In recent years, a group of social anthropologists led by Myriam Jimeno have developed the concept of a political-emotional community (Jimeno, 2010; Macleod and De Marinis, 2018). According to the authors, this type of community is based on the connections created from the narration of an individual or collective tragedy, listened to by an audience that not only empathizes with pain but also actively responds to it. In this way, Jimeno argues, this dialectical interaction goes from a moment of compassion and consolation to the construction of a political bond that leads a wider public to get involved in actions that seek justice for the victims. There are multiple observable implications for arguing around the development of a political-emotional community within the MPJD. Although the limits of this text do not allow it to be widely discussed, the empirical research of my doctoral project will deeply develop the construction of these ties.

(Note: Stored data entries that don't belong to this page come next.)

PR #12037, opened 2020-04-02
Automatically Logout Banned Users

paglias:
Fixes https://github.com/HabitRPG/habitica-private/issues/126

Also fixes a typo that resulted in an extra call to the database for every authenticated request

### DIFF
--- a/test/api/unit/libs/language.test.js
+++ b/test/api/unit/libs/language.test.js
@@ -1,0 +1,125 @@
+import {
+  getLanguageFromBrowser,
+  getLanguageFromUser,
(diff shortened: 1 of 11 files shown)


Alys:
For the benefit of contributors reading this (e.g., wiki editors):

Automatic logout means that when a moderator or staff member ban an account, the next time the owner of the account takes an action on the website that causes a sync, the website will see that the user has been banned and will log them out immediately.
The player won't see a notification that they've been banned.

If the player tries to log back in to the same account, the login will fail and they will then see a notification saying that they are banned, as shown in the screenshot below.

image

Finally, although establishing what counts as an outcome of the activity of a movement is a subject open to debate (Tilly, 1999), the literature has studied the consequences of social mobilisation in the political, cultural and biographical fields (Bosi and Uba, 2009; Bosi et al., 2016). For reasons of extension, I will only reflect on the second field.

Several of the relatives of disappeared persons who today lead a collective had their first experience of activism with the MPJD and point out that, based on the learning they developed, they began to promote organisation with other families in their respective regions. Thus, many of these groups have established alliances to carry out various actions, due, at least in part, to the fact that their leaders have known each other since their participation in the MPJD. In addition, to date, former members of the MPJD who are not relatives of victims advise some of these groups with non-violent direct action workshops. This kind of situations allows the observation of organisational and relational diffusion processes (Van Dyke and Taylor, 2019) that have occurred from the MPJD. Of course, I am not suggesting that the actions of the groups of relatives of disappeared persons are exclusively inspired by the mobilisations of the MPJD, but rather that there is empirical evidence to sustain that these were important for the formation of a contentious culture amongst the relatives of victims and their companions. After all, diffusion is not a simple imitation of repertoires and discourses, but rather involves their creative adaptation (Givan et al., 2010).

Final thoughts

The placement of the ofrenda on 28 March 2011 was a catalytic, transformative and critical event that implied a fracture with certain dynamics of political power promoted by the governments in Mexico (Benksi, 2005; Bosi, 2007; McAdam and Sewell, 2001; Staggenborg, 2001). Although many criticisms can be raised to the MPJD—amongst which its lack of integration with the feminist struggle stands out—Mexican contemporary history cannot be understood without discussing its mobilisations. The country owes a huge debt of justice to Juanelo and hundreds of thousands of people killed, disappeared, tortured, dismembered, raped, discarded. For 10 years and regardless of which party occupies the elite positions, those who participate in the MPJD have been fighting daily from their respective fields so that no one else suffers a horrible crime again, and that is a struggle in which no one should have to get involved.